From Skeptic to Advocate: Why Leaders Change Their Mind About Disciplined Recruiting

October 24th, 2025

TJ Kastning

Some of the most powerful endorsements don’t come from lifelong fans. They come from skeptics who were convinced otherwise.

That’s exactly what happened when Crestwood Construction decided to work with us.

Why Leaders Are Skeptical

For many leaders, recruiting firms trigger frustration:

  • Annoying calls and emails.
  • Shallow promises.
  • Resumes without context.

Crestwood’s leaders were no exception. As Tad Herrington admitted, “My experience with recruiters has been… annoying phone calls and emails that drove me crazy.” When the idea of partnering with a recruiter was first raised, his guard was up.

What Changed Their Mind

What moved Crestwood from doubt to buy-in wasn’t a sales pitch. It was structure.

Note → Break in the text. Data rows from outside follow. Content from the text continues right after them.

PR #728, opened 2018-03-06
Add a span merger that merges spans read

vprithvi:
- allows for partially written spans to be merged while querying by selecting
  the span with the longest duration.

See https://github.com/jaegertracing/jaeger-client-java/issues/231 for more discussion

### DIFF
--- a/model/adjuster/span_merger.go
+++ b/model/adjuster/span_merger.go
@@ -15,16 +15,11 @@
 package adjuster
 
 import (
-	"sort"
-
 	"github.com/jaegertracing/jaeger/model"
 )
 
 // MergeSpans returns an Adjuster that merges Jaeger spans with the same spanID.
-// It skips merging Zipkin spans. Zipkin spans are defined as spans sharing the spanID and containing
-// both client and server span.kind annotations.
-// As Zipkin spans are always reported in entirety, we can assume that that the span.kind annotations are present.
-// A drawback of this approach is that incomplete traces with duplicate Zipkin spans will be merged unnecessarily
+// Duplicate spans that have conflicting span.kind annotations are not merged.
 //
 // MergeSpans assumes that the duration field in a span is monotonically increasing for a spans with the
 // same spanID. The span with the longest spanID wins, and is selected in entirety.
@@ -41,10 +36,10 @@ func MergeSpans() Adjuster {
 		trace := &model.Trace{}
 		trace.Warnings = input.Warnings
 		for _, spans := range IDToSpans {
-			if isZipkin(spans) {
-				trace.Spans = append(trace.Spans, spans...)
-			} else {
+			if isMergeable(spans) {
 				trace.Spans = append(trace.Spans, mergeSpans(spans))
+			} else {
+				trace.Spans = append(trace.Spans, spans...)
 			}
 		}
 		return trace, nil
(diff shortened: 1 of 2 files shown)


model/adjuster/span_merger.go
```diff
@@ -0,0 +1,88 @@
...
+			IDToSpans[span.SpanID] = []*model.Span{span}
+		}
+	}
+	return IDToSpans
+}
+
+func mergeSpans(spans []*model.Span) *model.Span {
+	// This assumes that the duration field in a span is monotonically increasing
+	// and uses it to break ties between spans.
+	sort.Slice(spans, func(i, j int) bool {
```
black-adder: nit: sorting is O(nlogn), finding the max duration can take O(n) time.

model/adjuster/span_merger.go
```diff
@@ -0,0 +1,88 @@
...
+	"github.com/jaegertracing/jaeger/model"
+)
+
+// MergeSpans returns an Adjuster that merges Jaeger spans with the same spanID.
+// It skips merging Zipkin spans. Zipkin spans are defined as spans sharing the spanID and containing
+// both client and server span.kind annotations.
+// As Zipkin spans are always reported in entirety, we can assume that that the span.kind annotations are present.
+// A drawback of this approach is that incomplete traces with duplicate Zipkin spans will be merged unnecessarily
+//
+// MergeSpans assumes that the duration field in a span is monotonically increasing for a spans with the
```
black-adder: s/a spans/spans

model/adjuster/span_merger.go
black-adder: ooh, even better, when you do groupByIDs, compare the durations and save only longest duration one there. 2 birds, one stone.

vprithvi: Agree about removing the sort. 
I don't want to do it in `groupByIDs` because it makes the code less readable (because we'd also have to do the `isZipkin` check). It also makes enhancing the `merge` function more involved.

vprithvi:
>If I recall our conversations, we're going to use a "random value" as the hash so that we can save multiple spans with the same id. We need to figure out a way such that this is compatible with: jaegertracing/jaeger-client-java#231.

Similar, the idea is to kill span hash, and use a random number field to store all spans that arrive at the collector. 

>From my last conversation with @phal0r, we discussed having the clients emit a duration of 0 if the spans aren't complete so that we could circumvent having to add a new first class flag to the cassandra model so that query knows that the span is incomplete and can pass on the info to the UI. This PR is kind of at odds with that approach since if we emit multiple incomplete spans with 0 duration, we'll be randomly picking one rather than using the latest.

Hmmm, this is true, we can enhance the merge function to select the span with the most data to make it compatible with that approach. Note that we don't yet add this as part of the default standard adjusters, so we can iterate to make this compatible with an approach like that. 

I created #729 for further discussion about this topic!

model/adjuster/span_merger.go
```diff
@@ -0,0 +1,88 @@
...
+	// This assumes that the duration field in a span is monotonically increasing
+	// and uses it to break ties between spans.
+	sort.Slice(spans, func(i, j int) bool {
+		return spans[i].Duration > spans[j].Duration
+	})
+
+	return spans[0]
+}
+
+func isZipkin(spans []*model.Span) bool {
```
yurishkuro: I don't think this file should be mentioning zipkin. The adjusters run in a fixed order, we can either run the (Zipkin) deduper first, leaving this file with no additional checks to make, or running this adjuster first, letting it merge all spans that have the same span.kind, and then running Zipkin deduper.

yurishkuro:
@vprithvi what is the plan with this PR? Is it still needed?

vprithvi:
This is subsumed by #979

From the very first meeting, the difference became clear:

  • Discovery first. “They brought in some teammates that worked with us closely to go through all of our requirements and dig deep into the psyche of what it means to be a Crestwood superintendent”.
  • A disciplined process. Tad explained, “Through the presentation that they had provided during that initial meeting, I realized that this was a lot more than what I had ever thought it was. And at the end of that meeting, I had already changed my mind. I was all in.”
  • Shared accountability. Crestwood had to do the work of evaluating interviews independently: “After each interview, there was this requirement that Marshall and I not talk to each other… I quickly realized that because it would taint the opinion. After the interviews were recorded, Ambassador Group sent us back a summary of what we both said, where we were aligned and where we differed. It sparked a lot of conversation.”
A Lesson

Most leaders underestimate how much discipline it takes to reduce hiring risk. They assume the right candidate will reveal themselves quickly, or that a recruiter can magically deliver talent without demanding much engagement.

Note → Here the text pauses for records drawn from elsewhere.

PR #741, opened 2018-03-15
Dockerize es-indices-clean script

### LINKED ISSUE #740: Dockerfile for es_indices_clean.sh

pavolloffay:
Resolves #740 


plugin/storage/es/es_indices_clean.sh
```diff
@@ -1,4 +1,4 @@
-#!/bin/bash
```
pavolloffay: bash is not in alpine

plugin/storage/es/esCleaner.py
```diff
@@ -1,6 +1,5 @@
 import elasticsearch
 import curator
-import logging
```
pavolloffay: never used

black-adder:
For what purpose? Is usability improved by running the script inside the container?

pavolloffay:
How do you want to run it as cronjob without container? https://github.com/jaegertracing/jaeger-kubernetes/issues/40

pavolloffay:
> the name of the Dockerhub repository might look better as (jaeger-)es-index-cleaner

It uses the same naming convention as other images. 

> the es_indices_clean.sh looks like an anti-pattern.  Do you want to remove scrip altogether? I agree about pip.

isaachier:
The script might be useful for users not on Kubernetes, but they should probably use a real cronjob or Jenkins, so IMO makes sense to delete it.

yurishkuro:
> > the name of the Dockerhub repository might look better as (jaeger-)es-index-cleaner

> It uses the same naming convention as other images.

There isn't really a convention. I I just think "es index cleaner" describes better what the image represents than "es indices clean".

> The script might be useful for users not on Kubernetes, but they should probably use a real cronjob or Jenkins, so IMO makes sense to delete it.

The python script will still be available, I am just saying there's no reason for a shell script as well, especially because it does `pip install`, which is likely to fail depending on user permissions.

pavolloffay:
> There isn't really a convention. I I just think "es index cleaner" describes better what the image represents than "es indices clean". 

that yes, I didn't read it properly. I thought you want to remove jaeger prefix :/. I will rename it

pavolloffay:
@yurishkuro image has been renamed and shell script removed.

But Crestwood’s experience reveals the opposite:

  • Discipline converts skeptics. Tad admitted, “Initially, being a skeptic of the whole recruiting process, I would say that from the beginning the openness and the straightforwardness… really changed my mind. It made a difference.”
  • Skepticism can be healthy—if it pushes you to demand structure. Crestwood didn’t lower their standards; they discovered a process that met them.
  • Trust comes from rigor. As Marshall Williams put it, “The support and management provided by Ambassador Group was tremendous every step of the way… going through a process this rigorous, there’s true buy-in.”

Hiring isn’t won by charm or shortcuts. It’s won by structure, discipline, and mutual respect.

That’s how skeptics become advocates.